I come up behind a couple, walking around the room, who have stopped and are discussing something impassioned loudly. They say to one another, ‘where is the art? This isn’t art. It’s all shit and fucking boring.’ It takes me a moment to recalibrate away from my excitement for the showcase into attempting to see what they might be experiencing. I lull myself into an empathic gaze and my first thought is: it’s an aesthetic issue based on technology accessible to us in our contemporary culture. I think about their conversation, rephrasing it in my mind with more truthful sentiments to what I believe they are getting at: ‘I could achieve this’ or ‘I take photos like this all the time.’ 

The age of technology, blah blah, has put a camera in all our hands, and feigned moments–as they appear to us–are becoming more-and-more ​​popularised on social media; something I can only describe now as having a neo-post-punk vibe. I think there’s probably many people surrounding me that are less brave to say they agree with these folk who are very loudly tearing at the collection and MoMA more broadly. But something I feel what they miss is an ongoing temperament to the photographs that, although separated by decades of experimentation, isn’t able to be mimicked. However many people will try, as they still do to this day, the consistent quality and ambition Tillmans showcases here, can’t be matched. His attention to intimacy via placing importance behind the eyes, arses, or pits of those captured is felt in texture and temperament; unparalleled.

I use the youths' thoughts–on this not being art–against my own photographs on my phone as an example of how wrong they are, scrolling through my collection of images affirming internally that they are nowhere near the same calibre to what I’m witnessing in front of me. I’m tempted to ask for their highlights reel, to show me what they might think of theirs is better than his, but I restrain myself, becoming distracted by an image of Patti Smith next to a coming out story. Nothing really evokes quite the same sense of ambiguity and wonder as his selections do in front of me now, compared to my own collection, and I’ve lived these moments! 

Tillmans always manages to place a universal human experience into the photos, even if that means sharpening his focus on various body parts as the central frame of inquisition.

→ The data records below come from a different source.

Issue #3079, opened 2023-06-05
feature: extend `CLI` support for user management


davidberenstein1957:
**Is your feature request related to a problem? Please describe.**
We want to add extended CLI support for `src/argilla/tasks/users` because it is limited now.

**Describe the solution you'd like**
Our [docs](https://docs.argilla.io/en/latest/getting_started/installation/configurations/user_management.html) mention a lot of operations which are not supported by our CLI. 

**Describe alternatives you've considered**
Using the examples from the docs directly.

**Additional context**
https://docs.argilla.io/en/latest/getting_started/installation/configurations/user_management.html

https://github.com/argilla-io/argilla/issues/2968

khishh:
Hi @davidberenstein1957, can I pick this up? I might need some extra context but am interested in contributing this!

davidberenstein1957:
Hi @khishh, that would be awesome. Do you need help getting started with this?

davidberenstein1957:
@alvarobartt, perhaps it is good to align this with the new user management layer PR.

alvarobartt:
Sure, @khishh feel free to contact me and/or the community via Slack at https://rubrixworkspace.slack.com/archives/C05BCGM277B, and I can follow up with you there to help if needed 😄

davidberenstein1957:
https://github.com/argilla-io/argilla/pull/3169

khishh:
> Sure, @khishh feel free to contact me and/or the community via Slack at https://rubrixworkspace.slack.com/archives/C05BCGM277B, and I can follow up with you there to help if needed 😄

That would be great!! I set the dev environment up locally using docker-compose but I will probably need some context before working on this ticket. I will reach out to you on Slack👋🏼

alvarobartt:
Closed as completed in the following PRs:
* https://github.com/argilla-io/argilla/issues/3590
* https://github.com/argilla-io/argilla/issues/3589
* https://github.com/argilla-io/argilla/issues/3590

PR #3169, opened 2023-06-13
feat: add `User` class to manage and create users within Argilla

### LINKED ISSUE #2968: Add a user-management layer from the Python client

Even though the users can already be managed through the API, I think it would be much clearer if we also included that within the Python client, to avoid having to define requests to the API via Python to get information about the users in Argilla.

This would prevent users from having to do the following to list Argilla users:

```python
import httpx

rg_client= rg.active_client().client
auth_headers = {"X-Argilla-API-Key": rg_client.token}
http=httpx.Client(base_url=rg_client.base_url, headers=auth_headers)
users = http.get("/api/users").json()
```

The class to manage the users should allow to create new users, change roles, see their information, delete/remove users, list users, filter users, etc. and any other feature that the current user-management allows via the API.

alvarobartt:
# Description

This PR addresses the addition of a new user-management layer in the Python client via the `User` class, wrapping up the `/api/users` and `/api/me` endpoints in the API v0.

Closes #2968

**Type of change**

**How Has This Been Tested**

- [x] Add unit tests for the new `User` class
- [X] Add unit tests for the `user_api` endpoints
- [X] Revisit existing tests to pass with updated `UserModel` (formerly named `User`)

**Checklist**


davidberenstein1957:
shouldn't we also be able to update users? or will we then need to delete and re-create?

src/argilla/client/users.py
```diff
@@ -0,0 +1,118 @@
...
+    def __user_exists(username: Optional[str] = None, id: Optional[str] = None) -> Optional["UserModel"]:
+        # loop through `list_users` and look for matches on either `username` or `id`, if
+        # the user exists return the reponse, otherwise return None
+        for user in list_users():
+            if user.username == username or user.id == id:
+                return user
+        return None
+
+    def __str__(self) -> str:
+        return f"User(id={self.id}, username={self.username}, role={self.role}, workspaces={self.workspaces}, api_key={self.api_key}, first_name={self.first_name}, last_name={self.last_name}, role={self.role}, inserted_at={self.inserted_at}, updated_at={self.updated_at})"
```
davidberenstein1957: Perhaps this can formatted a bit better to make it more readable within newlines??

src/argilla/client/sdk/users/models.py
```diff
@@ -12,17 +12,35 @@
...
 
-class User(BaseModel):
-    """User data model"""
 
+class UserCreateModel(BaseModel):
+    first_name: str = Field(min_length=1)
+    last_name: Optional[str] = Field(min_length=1)
+    username: str = Field(min_length=1, regex=r"^(?!-|_)[a-z0-9-_]+$")
+    role: Roles = "annotator"
+    password: str = Field(min_length=8, max_length=100)
```
davidberenstein1957, line 34: isn't 100 a bit much for as password?

alvarobartt:
> shouldn't we also be able to update users? or will we then need to delete and re-create?

That's a nice question indeed, maybe @frascuchon can answer this.

But for the moment, the only available endpoints for user-management are the following, so I guess we're not able to, but it's a nice addition for sure.

image

src/argilla/client/sdk/users/api.py
```diff
@@ -12,10 +12,147 @@
...
+
+    Returns:
+        A `Response` object containing a `parsed` attribute with the parsed response if
+        the request was successful, which is an instance of `UserModel`.
+    """
+    url = f"/api/users/{user_id}"
+
+    response = client.delete(url=url)
+
+    if response.status_code == 200:
```
davidberenstein1957, line 143: maybe we can simplify this a bit because it is duplicated a couple of time.

src/argilla/client/users.py
```diff
@@ -0,0 +1,118 @@
...
+    def create(
+        cls,
+        username: str,
+        password: Union[str, UUID],
+        first_name: Optional[str] = None,
+        last_name: Optional[str] = None,
+        role: Optional[Roles] = None,
+    ) -> "User":
+        if not first_name:
+            warnings.warn(
```
davidberenstein1957, line 168: does `warn.warn` include rich formatting?

src/argilla/client/users.py
```diff
@@ -0,0 +1,118 @@
...
+                "Since the `first_name` hasn't been provided, it will be set to the same value as the `username`."
+            )
+            first_name = username
+        if not role:
+            warnings.warn("Since the `role` hasn't been provided, it will be set to `annotator`.")
+            role = "annotator"
+
+        if isinstance(password, UUID):
+            warnings.warn("Since the `password` is a UUID, it will be converted to a string.")
```
davidberenstein1957: Maybe this is irrelevant since the str(UUID) looks exactly the same right?

davidberenstein1957:
> But for the moment, the only available endpoints for user management are the following, so I guess we're not able to, but it's a nice addition for sure.

Yes exactly, because I would expect to be able to update passwords, roles etc.

src/argilla/client/sdk/users/models.py
alvarobartt: That's the API default, so we should be compliant with it. Anyway feel free to open a discussion with @frascuchon and/or @gabrielmbmb 😄

src/argilla/client/users.py
alvarobartt: Sure, I'll do so whenever I come back to this PR 👍🏻

src/argilla/client/sdk/users/models.py
gabrielmbmb: I think 100 is OK! 1Password generates passwords up to 100 characters.

frascuchon:
> > shouldn't we also be able to update users? or will we then need to delete and re-create?
> 
> That's a nice question indeed, maybe @frascuchon can answer this.
> 
> But for the moment, the only available endpoints for user-management are the following, so I guess we're not able to, but it's a nice addition for sure.
> 
> image

The CLI commands for users management are not using the API for the actions. I would prefer to provide basic support from python cli (by using available endpoints) and add more features later iteratively (which maybe means creating a new endpoint to update users, or reset passwords,...)

davidberenstein1957:
> 

Perfect. @frascuchon could you potentially add some context [here](https://github.com/argilla-io/argilla/issues/3079) for our contributors?

src/argilla/client/users.py
alvarobartt: No it does not, but we decided to use both `logger.warning` and `warnings.warn`, as those are intended to different purposes, see https://docs.python.org/3/howto/logging.html#when-to-use-logging

image

alvarobartt: In this case, defining a `first_name` makes the warning disappear, so this is why here we're using `warnings.warn` instead of `logging.warning`, anyway we can have a more in-detail discussing for this matter! 👍🏻

src/argilla/client/users.py
alvarobartt: Remove it! Thanks 👍🏻

src/argilla/client/sdk/users/api.py
alvarobartt: We will refactor this at some point if applicable yes, but closing this for now!

src/argilla/client/sdk/users/api.py
```diff
@@ -12,10 +12,155 @@
...
+    """Sends a GET request to `/api/me` endpoint to get the current user information.
+
+    Args:
+        client: the authenticated Argilla client to be used to send the request to the API.
+
+    Returns:
+        A `UserModel` instance with the current user information.
+    # Returns:
+    #     A `Response` object containing a `parsed` attribute with the parsed response if
+    #     the request was successful, which is an instance of `UserModel`.
```
gabrielmbmb: I guess that we will use this once we update the function to return `Response` instead of `UserModel`. In the meantime, can we remove or move this comment to inside of the function? It will get rendered in the user docstring.

src/argilla/client/sdk/users/models.py
```diff
@@ -12,17 +12,35 @@
...
 #  limitations under the License.
 
+from datetime import datetime
 from typing import List, Optional
+from uuid import UUID
 
-from pydantic import BaseModel
+from pydantic import BaseModel, Field
 
+from argilla.server.models import UserRole as Roles
```
frascuchon: I think you should have your own UserRole class instead of using it from the server module

src/argilla/client/sdk/users/models.py
```diff
@@ -12,17 +12,35 @@
...
 
-class User(BaseModel):
-    """User data model"""
 
+class UserCreateModel(BaseModel):
+    first_name: str = Field(min_length=1)
+    last_name: Optional[str] = Field(min_length=1)
+    username: str = Field(min_length=1, regex=r"^(?!-|_)[a-z0-9-_]+$")
+    role: Roles = "annotator"
```
frascuchon:
```suggestion
    role: Roles = Roles.annotator
```

src/argilla/client/users.py
```diff
@@ -0,0 +1,310 @@
...
+    @staticmethod
+    def __active_client(httpx: bool = True) -> Union["httpx.Client", "AuthenticatedClient"]:
+        """Returns the active Argilla `httpx.Client` instance."""
+        try:
+            client = active_client().http_client
+            if httpx:
+                client = client.httpx
+            return client
+        except Exception as e:
+            raise RuntimeError(f"The `rg.active_client()` is not available or not respoding.") from e
```
gabrielmbmb, line 126: I think that we should create a base class that could be used in client classes that have to use the `httpx` client.

src/argilla/client/users.py
```diff
@@ -0,0 +1,310 @@
...
+
+from argilla.client import active_client
+from argilla.client.sdk.commons.errors import (
+    AlreadyExistsApiError,
+    BaseClientError,
+    NotFoundApiError,
+)
+from argilla.client.sdk.users import api as users_api
+from argilla.client.sdk.users.models import UserCreateModel, UserModel
+from argilla.server.models import UserRole
```
frascuchon: Same here, this class definition should be in the `sdk.users.models` module

src/argilla/client/users.py
```diff
@@ -0,0 +1,310 @@
...
+        except NotFoundApiError as e:
+            raise ValueError(
+                f"User with username=`{self.username}` doesn't exist in Argilla, so please"
+                " make sure that the name you provided is a valid one."
+            ) from e
+        except BaseClientError as e:
+            raise RuntimeError(f"Error while deleting user with username=`{self.username}` from Argilla.") from e
+
+    @classmethod
+    def __new_instance(cls, client: Optional["httpx.Client"] = None, ws: Optional["UserModel"] = None) -> "User":
```
gabrielmbmb: does `ws` stand for workspace user?

src/argilla/client/users.py
```diff
@@ -0,0 +1,310 @@
...
+        """Returns a new `User` instance."""
+        instance = cls.__new__(cls)
+        instance.__client = client or cls.__active_client()
+        if isinstance(ws, UserModel):
```
frascuchon:
```suggestion
        if isinstance(user, UserModel):
```

src/argilla/client/users.py
frascuchon:
```suggestion
    def __new_instance(cls, client: Optional["httpx.Client"] = None, user: Optional["UserModel"] = None) -> "User":
```

gabrielmbmb (approved):

src/argilla/client/sdk/users/api.py
alvarobartt: True I'll remove everything in the same commit to easily revert it later!

src/argilla/client/users.py
alvarobartt: Nope that was a copy-paste issue from the `__new_instance` method defined in `Workspace` 😄

src/argilla/client/users.py
alvarobartt: Sure, we can do that on another PR, to also make sure the most recent classes are updated and aligned i.e. `FeedbackDataset`, `User` and `Workspace`

src/argilla/client/users.py
alvarobartt: I agree, it was something temporary that I forgot to update!

src/argilla/client/sdk/users/models.py
alvarobartt: Regarding how `Enum`s are accessed in Python 3.11, do you know if this may eventually lead to any issue? cc @gabrielmbmb

src/argilla/client/sdk/users/models.py
alvarobartt: I agree! Thanks

tests/client/sdk/users/test_api.py
```diff
@@ -12,25 +12,103 @@
...
 
-def test_whoami_with_connection_error():
-    with pytest.raises(BaseClientError):
-        whoami(AuthenticatedClient(base_url="http://localhost:6900", token="wrong-apikey"))
+def test_list_users(owner: User) -> None:
+    UserFactory.create(username="user_1")
+    UserFactory.create(username="user_2")
+    httpx_client = ArgillaSingleton.init(api_key=owner.api_key).http_client.httpx
+
+    response = list_users(client=httpx_client)
```
frascuchon, line 52: For this kind of tests I think you can use directly the `client: TestClient`, fixture
```suggestion
def test_list_users(client: TestClient, owner: User, owner_auth_header: dict) -> None:
    UserFactory.create(username="user_1")
    UserFactory.create(username="user_2")
    client.headers.update(owner_auth_header)

    response = list_users(client=client)
```

tests/client/test_users.py
```diff
@@ -0,0 +1,92 @@
...
+        User(name="test_user")
+
+    with pytest.raises(
+        Exception,
+        match=r"`User` cannot be initialized via the `__init__` method | you should use `User.from_id\('00000000-0000-0000-0000-000000000000'\)`",
+    ):
+        User(id="00000000-0000-0000-0000-000000000000")
+
+
+def test_user_from_name(owner: UserModel):
```
frascuchon: Maybe is more clear as ServerUser
```suggestion
def test_user_from_name(owner: ServerUser):
```

tests/client/test_users.py
```diff
@@ -0,0 +1,92 @@
...
+    assert user.username == new_user.username
+    assert isinstance(user.id, UUID)
+
+    with pytest.raises(ValueError, match="User with username="):
+        User.from_name("non-existing-user")
+
+
+def test_user_from_id(owner: UserModel):
+    new_user = UserFactory.create(username="test_user")
+    ArgillaSingleton.init(api_key=owner.api_key)
```
frascuchon, line 56: It should work with the general `rg.init` function. Just to be more familiar with inits

alvarobartt: Yes, it was basically to avoid using `rg` in the unit tests and use the actual class instead, which seems more clear when debugging to have the direct import instead of the reference to `rg`

tests/client/sdk/users/test_api.py
alvarobartt: But won't the `ArgillaSingleton` use the `TestClient` as configured in the `conftest.py`? Is this change worth it? Asking because if so, we should change this is more than one place, LMKWYT!

src/argilla/client/sdk/users/models.py
```diff
@@ -12,17 +12,40 @@
...
 from typing import List, Optional
+from uuid import UUID
 
-from pydantic import BaseModel
+from pydantic import BaseModel, Field
 
 
-class User(BaseModel):
-    """User data model"""
+class UserRoles(str, Enum):
```
frascuchon: Normally this enun class definition is named in singular since attributes and properties will have one single value of this class so one `UserRole`

src/argilla/client/sdk/users/models.py
```diff
@@ -12,17 +12,40 @@
...
+    owner = "owner"
+    admin = "admin"
+    annotator = "annotator"
 
+
+class UserCreateModel(BaseModel):
+    first_name: str = Field(min_length=1)
+    last_name: Optional[str] = Field(min_length=1)
+    username: str = Field(min_length=1, regex=r"^(?!-|_)[a-z0-9-_]+$")
+    role: UserRoles = UserRoles.annotator
```
frascuchon: I think is better as `role: UserRole`

tests/client/test_users.py
frascuchon: we should align then the rest of the tests ( we can tackle in a separate PR)

frascuchon (approved):

tests/client/sdk/users/test_api.py
frascuchon: Yes, just to be more explicit here in tests if we're using the HTTP client directly. The conftest is a fixture to use the rg.init functions with an already mocked client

An example of this is seen in the 2000’s studies on a London Underground train, where he imaged travellers' armpits peeking out from their shirt sleeves and their hands gripping poles. Same for 2014, at a Black Lives Matter protest in New York, where he focused on the palms of protestors in beautiful detail. 

Even when bodies aren’t immediately present, it’s not hard to imagine them far away. In his 2002 work Lights (Body), one of the few videos featured within the exhibition, Tillmans offers footage of a basement club’s strobing and swirling lights. You can never see or hear dancers, bartenders, or cruising men grunting at one another, but the glistening of these lights are felt to be refracting on those bodies. It’s as if the lights are some form of force field, a shield for the ostracised to be witnessed in fragmentary bursts when the light catches them. Most strikingly, in his 2014 photograph 17 Years’ Supply, Tillmans pictures a box filled with prescriptions for Didanosine and other medications used to treat HIV. It’s a poignant reminder that bodies–including the one belonging to Tillmans, who is HIV positive—are fragile things. 

He memorialises this where he can, across the 16 rooms, leaving you at the end of the exhibition with two large mirror sculptures – inviting you to place yourself into his frame.